Science communication. Being editor of Animal Behaviour and having a new manuscript on the table once a week was fun, at least sometimes. Inventing three new publication venues as a chief communications officer was also fun – and the Swiss Academies Reports, Communications, and Factsheets still exist! We did a similar exercise recently, when we worked three years to prepare a relaunch of a 120-year-old Swiss scientific journal, the Ornithologischer Beobachter.
One of the most satisfying experiences as a journalist was when I got fired as a part-time science editor of the daily newspaper Basler Zeitung (or rather, my contract was not renewed). The newspaper had been taken over by a Swiss very-right-wing billionaire, and his new chief editor did not like it when I wrote that climate warming was happening and was likely caused by human activity. Nonetheless I thought that the chief editor was a skilled journalist, and the tense atmosphere at the editorial office was both uncomfortable and stimulating. Here are all articles I wrote and all pages I produced during my last six months at the Basler Zeitung. The Fukushima nuclear accident happened during this time, and many of the articles reflect the extreme polarization in the editorial office, as well as the (correct) feeling that the city's most important newspaper would probably be completely restructured.

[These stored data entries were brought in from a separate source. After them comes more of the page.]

PR #277, opened 2026-06-20
fix(wasm): host.html #terminal needs min-height:0 so client content can't overflow the frame

mparrett:
## Problem

The `lg -w` host frame (`pkg/rt/wasm/host.html`) styles the terminal as a flex item:

```css
body{display:flex;flex-direction:column}
#terminal{flex:1}
```

A flex item defaults to `min-height:auto`, which won't let it shrink below its content's intrinsic size. The default `-w-shell xterm` shell never resizes its content, so this is dormant there. But a **client-owned shell** (`-w-shell none`, #245) that makes the terminal content taller — e.g. bumping `term.options.fontSize` and re-fitting — pushes `#terminal` past the viewport, and its sibling DOM (the client's own chrome) gets shoved below the fold. Under the frame's `overflow:hidden` it's simply gone.

Measured in a client shell at 1280×800: one font bump grew `#terminal` 743px → 920px (viewport 800), moving the client UI off-screen.

## Fix

```css
#terminal{flex:1;min-height:0}
```

One line. The flex item is pinned to its viewport share; content overflow stays inside `#terminal` instead of expanding it. No behavior change for the default shell — it only makes the frame robust to clients that resize content.

## Note (out of scope here)

There's a broader design question — whether the `-w-shell none` frame should ship *any* layout CSS, or hand the client a barer/neutral mount — but that's a separate discussion; this PR is just the latent-overflow fix. `go test ./pkg/rt/wasm` green; the four `assemble_golden*.html` fixtures are regenerated.

### DIFF
--- a/pkg/rt/wasm/host.html
+++ b/pkg/rt/wasm/host.html
@@ -8,7 +8,7 @@ __LG_XTERM_CSS__
     *{margin:0;padding:0;box-sizing:border-box}
     html,body{height:100%;background:#0c0c0c;color:#e8e6df;overflow:hidden}
     body{display:flex;flex-direction:column}
-    #terminal{flex:1}
+    #terminal{flex:1;min-height:0}
     #status{color:#5a584f;font-family:monospace;font-size:13px;padding:1rem;position:absolute;
             top:50%;left:50%;transform:translate(-50%,-50%)}
     .xterm{height:100%}
--- a/pkg/rt/wasm/testdata/assemble_golden.html
+++ b/pkg/rt/wasm/testdata/assemble_golden.html
@@ -8,7 +8,7 @@
     *{margin:0;padding:0;box-sizing:border-box}
     html,body{height:100%;background:#0c0c0c;color:#e8e6df;overflow:hidden}
     body{display:flex;flex-direction:column}
-    #terminal{flex:1}
+    #terminal{flex:1;min-height:0}
     #status{color:#5a584f;font-family:monospace;font-size:13px;padding:1rem;position:absolute;
             top:50%;left:50%;transform:translate(-50%,-50%)}
     .xterm{height:100%}
--- a/pkg/rt/wasm/testdata/assemble_golden_external.html
+++ b/pkg/rt/wasm/testdata/assemble_golden_external.html
@@ -8,7 +8,7 @@
     *{margin:0;padding:0;box-sizing:border-box}
     html,body{height:100%;background:#0c0c0c;color:#e8e6df;overflow:hidden}
     body{display:flex;flex-direction:column}
-    #terminal{flex:1}
+    #terminal{flex:1;min-height:0}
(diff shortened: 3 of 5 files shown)


mparrett:
Validated in a real client shell (xterm) driving an actual app, on desktop and phone.

Repro shell: terminal mounted in `#terminal` plus a sibling chrome bar, no client-side `min-height` workaround. Without the fix, anything that makes terminal content taller than its flex slot — raising the xterm font, **or** rotating to a shorter viewport, **or** shrinking the window — leaves `#terminal` stuck at content height (the `min-height:auto` default) and pushes the sibling chrome off-screen (gone under `body{overflow:hidden}`). Measured: one font bump took `#terminal` 896px → 1568px in a 900px viewport.

With `#terminal{flex:1;min-height:0}` the item stays pinned to its viewport share through font/rotation/resize and the sibling UI survives — `#terminal` held at 840px across the same bump.

Scope note: client-side re-fit-on-resize is the client's own concern (a separate follow-up); this PR is purely the frame robustness so a client that resizes content doesn't get its layout silently broken.

mparrett:
**Codex Findings (5.5-high)**

None. I did not find a correctness issue in [[nooga/let-go#277](https://github.com/nooga/let-go/pull/277)](https://github.com/nooga/let-go/pull/277).

I reviewed the PR diff and surrounding wasm assembly code. The `#terminal{flex:1;min-height:0}` change is scoped correctly in `pkg/rt/wasm/host.html`, and the four generated golden fixtures match that template change.

Verification:
- `go test ./pkg/rt/wasm` passed locally in a temporary PR worktree.
- `git diff --check` passed.
- GitHub checks for the PR are green: lint, build, gold-differential, generated-artifacts, docs-frontmatter, and test-location.

Residual risk: This review relies on CSS behavior plus the PR author’s manual validation for the actual resize scenario; I did not run a browser/xterm visual repro locally.

nooga (approved):

nnunley:
The `min-height:0` fix is the right root-cause fix — it keeps the flex item pinned to its viewport share regardless of content size. Approving.

Two viewport-sizing gaps remain in `host.html`, separate from this change and worth a follow-up (fits the "should the frame ship layout CSS at all" question already flagged):

1. **No viewport meta tag.** `<head>` has no `<meta name="viewport" content="width=device-width, initial-scale=1">`. Without it, mobile browsers assume a ~980px layout viewport and scale the page down, so `height:100%` and the flex column don't map to the actual device viewport.
2. **`height:100%` vs dynamic viewport units.** On mobile, `height:100%` is unstable as browser chrome (URL bar) collapses/expands. `100dvh`/`100svh` pins to the actually-visible viewport.

Both harden the frame for the same client-owned-shell scenario this PR addresses, without blocking it.

mparrett:
Thanks for the review- the followup is right on and planned. Appreciate the confirmation!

I wrote my first newspaper article in 2000, on Nightingales in the Petite Camargue Alsacienne. My second article was a long report about a conference of the International Society for Behavioral Ecology in Zurich. The main attraction of that article was a description of a talk in which Andrew Cockburn simulated the courtship dance of a male Superb Fairy-Wren.
With this conference report, I won the Weltwoche-Award for Young Journalists 2001, at that time one of the most prestigious awards for Swiss journalists (and, at that time, the Weltwoche was a real newspaper). With the prize money, I bought my first car. I still owe Andrew Cockburn a visit to the Petite Camargue in return! (Using public transport, of course.)